Seit 2016 feiert das BVIK Jugendcamp Magdeburg sein alljährliches Sommerfest. „Wir laden Förderer, Nachbarn aus dem Quartier aber auch befreundete Vereine, Mädchen und Jungen aus anderen BVIK Einrichtungen und ehemalige Mitarbeiter wie auch Kinder und Jugendliche die einmal bei uns gelebt haben ein, gemeinsam mit uns zu feiern,“ sagt Taoufiq Elmourabiti, Prokurist und Leiter der Einrichtung. Es sei wunderbar miterleben zu können, wie ehemalige jugendliche Flüchtlinge inzwischen in Arbeit sind, Familien gegründet oder gar Kinder bekommen haben. „Daran sehen wir, dass sich unsere Arbeit hier gelohnt hat.
“Das Sommerfest biete neben Raum für Gespräche auch immer Gelegenheit zum Tanzen und Spielen.
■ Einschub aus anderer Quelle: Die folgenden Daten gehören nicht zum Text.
PR #1423, opened 2023-10-25
Ignore duplicate libraries warning during build

RebeccaMahany:
Temporary fix for an annoying build issue

PR #1424, opened 2023-10-25
Fix Sonoma issues with the build

directionless:
We've been seeing build issues with modern Xcode. In theory they should have been fixed with go 1.21, but it's not clear that code merged. So, this is a simple hammer.

It defines some acceptable warnings, and then doesn't exit of those are the only things in stderr.

Closes  #1423

### DIFF
--- a/pkg/make/builder.go
+++ b/pkg/make/builder.go
@@ -602,7 +602,7 @@ func (b *Builder) BuildCmd(src, appName string) func(context.Context) error {
 		// _mostly_ effect our developer build process. In the interest in not breaking the build, we ignore them.
 		// https://github.com/golang/go/issues/62597#issuecomment-1733893918 is some of them, and some seem related to the zig cross compiling
 		stderrStr := stderr.String()
-		if os.Getenv("GITHUB_ACTIONS") != "" {
+		if os.Getenv("GITHUB_ACTIONS") == "" {
 			stderrStr = strings.ReplaceAll(stderrStr, "ld: warning: ignoring duplicate libraries: '-lobjc'\n", "")
 			stderrStr = strings.ReplaceAll(stderrStr, "# github.com/kolide/launcher/cmd/launcher\n", "")
 
--- a/pkg/make/builder.go
+++ b/pkg/make/builder.go
@@ -600,13 +600,14 @@ func (b *Builder) BuildCmd(src, appName string) func(context.Context) error {
 
 		// With the Sonoma-era Xcode binaries, we've started seeing a bunch of spurious warnings. They appear to
 		// _mostly_ effect our developer build process. In the interest in not breaking the build, we ignore them.
-		// https://github.com/golang/go/issues/62597#issuecomment-1733893918 is some of them, and some seem related to the zig cross compiling
+		// https://github.com/golang/go/issues/62597#issuecomment-1733893918 is some of them, and some seem related to
+		// the zig cross compiling
 		stderrStr := stderr.String()
 		if os.Getenv("GITHUB_ACTIONS") == "" {
 			stderrStr = strings.ReplaceAll(stderrStr, "ld: warning: ignoring duplicate libraries: '-lobjc'\n", "")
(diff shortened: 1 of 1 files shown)


pkg/make/builder.go
```diff
@@ -598,7 +598,19 @@ func (b *Builder) BuildCmd(src, appName string) func(context.Context) error {
...
-		if stderr.Len() > 0 {
+		// With the Sonoma-era Xcode binaries, we've started seeing a bunch of spurious warnings. They appear to
+		// _mostly_ effect our developer build process. In the interest in not breaking the build, we ignore them.
+		// https://github.com/golang/go/issues/62597#issuecomment-1733893918 is some of them, and some seem related to the zig cross compiling
+		stderrStr := stderr.String()
+		if os.Getenv("GITHUB_ACTIONS") != "" {
+			stderrStr = strings.ReplaceAll(stderrStr, "ld: warning: ignoring duplicate libraries: '-lobjc'\n", "")
+			stderrStr = strings.ReplaceAll(stderrStr, "# github.com/kolide/launcher/cmd/launcher\n", "")
+
+			re := regexp.MustCompile(`ld: warning: object file \(.*\) was built for newer 'macOS' version \(14.0\) than being linked \(11.0\)\n`)
```
zackattack01, line 609: do we want to make this one any more flexible with the version numbers? just wondering if it will still work for those who haven't upgraded yet

pkg/make/builder.go
```diff
@@ -598,7 +598,19 @@ func (b *Builder) BuildCmd(src, appName string) func(context.Context) error {
 			return err
 		}
 
-		if stderr.Len() > 0 {
+		// With the Sonoma-era Xcode binaries, we've started seeing a bunch of spurious warnings. They appear to
+		// _mostly_ effect our developer build process. In the interest in not breaking the build, we ignore them.
+		// https://github.com/golang/go/issues/62597#issuecomment-1733893918 is some of them, and some seem related to the zig cross compiling
+		stderrStr := stderr.String()
+		if os.Getenv("GITHUB_ACTIONS") != "" {
```
RebeccaMahany, line 605:
```suggestion
		if os.Getenv("GITHUB_ACTIONS") == "" {
```

directionless: oops. Thank you

pkg/make/builder.go
```diff
@@ -598,7 +598,19 @@ func (b *Builder) BuildCmd(src, appName string) func(context.Context) error {
...
+			stderrStr = strings.ReplaceAll(stderrStr, "ld: warning: ignoring duplicate libraries: '-lobjc'\n", "")
+			stderrStr = strings.ReplaceAll(stderrStr, "# github.com/kolide/launcher/cmd/launcher\n", "")
```
RebeccaMahany, line 607:
```suggestion
			stderrStr = strings.ReplaceAll(stderrStr, fmt.Sprintf("# github.com/kolide/launcher/cmd/%s\n", filepath.Base(src)), "")
```

I build with `make -j2 github-build` locally -- this change ensures that `# github.com/kolide/launcher/cmd/launcher.ext` will also match.

directionless: Might be simpler just to move it to a regex?

pkg/make/builder.go
directionless: 🤷 We could. Though I hope it's fixed by then.

pkg/make/builder.go
RebeccaMahany: 🤷‍♀️ whichever you prefer, I'm happy as long as github-build works!

pkg/make/builder.go
zackattack01: same 🙏 I just wasn't sure if we were seeing 13.0 before this, I thought mine started earlier than the upgrade

James-Pickett: I still get the error sometimes ad I'm on Ventura still, I don't know how to repro it

pkg/make/builder.go
directionless: I used your code.

RebeccaMahany (approved):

Das Besondere, das Buffet wird von den Bewohnern und Erziehern des Magdeburger Jugendcamps selber gestaltet und ist entsprechend vielfältig. So gab es auch in diesem Jahr Spezialitäten aus Indien, Syrien, Afghanistan, Polen, Marokko und Serbien.
Für Prokurist Taoufiq Elmourabiti gehört eine stete Qualifizierung der Mitarbeiter zum Kern guter Arbeit. Aktuell absolvieren zwei Mitarbeiter des Betreuungsteams eine Ausbildung zum staatlich anerkannten Erzieher. Das dauert vier Jahr lang, neben dem Job. Grundsätzlich geht es nach seinem Verständnis bei der stationären Hilfe für Kinder und Jugendliche wie auch bei den umA`s um drei wesentliche Dinge. „Erstens die Selbstkompetenz. Ich brauche also das nötige Wissen. Das erzielen die PädagogInnen durch die Aneignung von spezifischem Fachwissen. Zweitens geht um Selbstfürsorge. Der Erhalt der psychischen Unversehrtheit oder die Verhinderung von Burnout ist eine, vielleicht die wichtigste Kompetenz der PädagogInnen. Es geht um einen liebevollen, wertschätzenden, achtsamen und mitfühlenden Umgang mit sich selbst und das Ernstnehmen der eigenen Bedürfnisse.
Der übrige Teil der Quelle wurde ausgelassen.